I'm now working on my *third* distributed high performance enterprise storage cl...

aphyr · on Feb 21, 2013

You're right: reliable fault-tolerance between two nodes in datacenters with dedicated physical hardware and isolated network links is easier than distributing state over a hundred geographically disparate nodes in in virtualized, multitenant environments backed by unreliable hardware abstractions.

codemac · on Feb 21, 2013

My point was to complain about what RapGenius needed by describing an extreme that doesn't exhibit the behaviors your post describes. However you were speaking in terms of Heroku, and my post reads like it's trying to deride that. My comment reads pretty awfully, actually.

I guess I'm just frustrated with how much I hear about cloud services solving the "ops problem" when in reality all I see are people ignoring having a rigorous architecture for their applications.

There are extremes that solve just about any problem RapGenius is facing, because I bet you their traffic, I/O and CPU profiles are not that difficult of a problem to solve for their specific case.

I highly doubt that RapGenious needs over a hundred geographically disparate nodes in a virtualized multitenant environment, (notably because they are the one tenant!), but somehow that's what they're using and they don't understand what it means for them.

I'm sorry that previous comment sucked, and possibly sorry for this one.

aphyr · on Feb 21, 2013

Heroku operates in EC2, which is an Amazon service providing virtual machines spread across several datacenters. Rapgenius' nodes, as well as all of Heroku's internal infrastructure (e.g. routing) run as EC2 virtual machines. EC2 VMs are multitenant environments because you share them with other virtual machines. The disk, CPU, and network are all virtualized, shared resources, with wildly varying latency, throughput, and reliability characteristics.

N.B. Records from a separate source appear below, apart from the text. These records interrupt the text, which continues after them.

PR #6282, opened 2023-03-21
Relax scopes for TableBased*Handler

DavideD:
So that Hibernate Reactive can create a custom LocalTemporaryTableStrategy

Fix https://hibernate.atlassian.net/browse/HHH-16346

### DIFF
--- a/hibernate-core/src/main/java/org/hibernate/query/sqm/mutation/internal/temptable/TableBasedInsertHandler.java
+++ b/hibernate-core/src/main/java/org/hibernate/query/sqm/mutation/internal/temptable/TableBasedInsertHandler.java
@@ -76,7 +76,7 @@ public class TableBasedInsertHandler implements InsertHandler {
 	private final DomainParameterXref domainParameterXref;
 	private final JdbcParameter sessionUidParameter;
 
-	TableBasedInsertHandler(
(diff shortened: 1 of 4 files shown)


hibernate-core/src/main/java/org/hibernate/query/sqm/mutation/internal/temptable/TableBasedInsertHandler.java
```diff
@@ -337,6 +337,40 @@ else if ( entityDescriptor.getGenerator() instanceof OptimizableGenerator ) {
 		);
 	}
 
+	// For Hibernate Reactive
```
sebersole, line 340:
```suggestion
	/**
	 * For Hibernate Reactive
	 */
```

So it gets moved with any refactoring

sebersole (approved):
lgtm

hibernate-core/src/main/java/org/hibernate/query/sqm/mutation/internal/temptable/TableBasedInsertHandler.java
DavideD: Thanks,  would it be OK  sense to add an annotation in the future?

PR #6285, opened 2023-03-21
HHH-16248 Problem with batching and inheritance with @ManyToOne mapped in multiple subclasses

mbladel:
https://hibernate.atlassian.net/browse/HHH-16248


dreab8:
LGTM

PR #6288, opened 2023-03-22
HHH-16305 Error when using parameter as both a select function argument and in where clause

mbladel:
https://hibernate.atlassian.net/browse/HHH-16305

### DIFF
--- a/hibernate-core/src/main/java/org/hibernate/query/sqm/produce/function/ArgumentTypesValidator.java
+++ b/hibernate-core/src/main/java/org/hibernate/query/sqm/produce/function/ArgumentTypesValidator.java
@@ -6,6 +6,10 @@
  */
 package org.hibernate.query.sqm.produce.function;
 
+import java.lang.reflect.Type;
+import java.sql.Types;
+import java.util.List;
+
 import org.hibernate.QueryException;
 import org.hibernate.metamodel.MappingMetamodel;
 import org.hibernate.metamodel.mapping.JdbcMapping;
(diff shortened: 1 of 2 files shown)


hibernate-core/src/main/java/org/hibernate/query/sqm/sql/BaseSqmToSqlAstConverter.java
```diff
@@ -5180,6 +5185,10 @@ private void replaceJdbcParametersType(
 						parameters.set( 0, newJdbcParameter );
 						jdbcParameters.getJdbcParameters().remove( jdbcParameter );
 						jdbcParameters.getJdbcParameters().add( newJdbcParameter );
+						for ( SqmParameterInterpretation interpretation : this.sqmInterpretationsBySqmParam.get( sqmParameter ) ) {
+							// We need to clear to make sure we overwrite eventual already resolved expressions
+							interpretation.clearResolvedExpression();
```
beikov, line 5190: I'm kind of surprised this is necessary. What is calling `SqmParameterInterpretation#getResolvedExpression()` so early that this must be reset? Maybe we should try to defer this call instead?

mbladel: For reference, `ArgumentTypesValidator.ParameterDetector` is what is initializing the resolved expression "early" - before we replace the jdbc paramter type.

mbladel: I updated the solution which now checks for `JavaObjectType` instead of walking the tree to detect jdbc parameters.

beikov (approved):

RapGenius doesn't need a hundred nodes to do their routing, but Heroku does, because they're responsible for lots of customers pushing a large volume of traffic. Their routing infrastructure needs to share global state about which dynos are available for which applications, (and which versions of those applications) belong to a given HTTP request, and that routing infrastructure is broadly distributed. I'd phrase their routing TCP load as "nontrivial", in the sense that if I had to build a system like this on physical hardware in, say, Portland, I'd start by buying five floors in the Pittock building.

That's not to say Heroku's architecture is optimal, just that their problem is not as easy as it may appear.

[edit] As for why companies choose to run in a heavily virtualized environment which has so many drawbacks... it comes down to a tradeoff in time, personnel, and costs. Running in EC2 allows for dramatically shorter lead times in hardware acquisition--and when your customers can increase their traffic by an order of magnitude without warning, I think that comes in handy. It also frees them from running their own power, network, physical security, hardware acquisition pipeline, associated vendor contracts, etc. I suspect both Heroku and RapGenius have weighed these costs carefully, but I don't really know their specific constraints.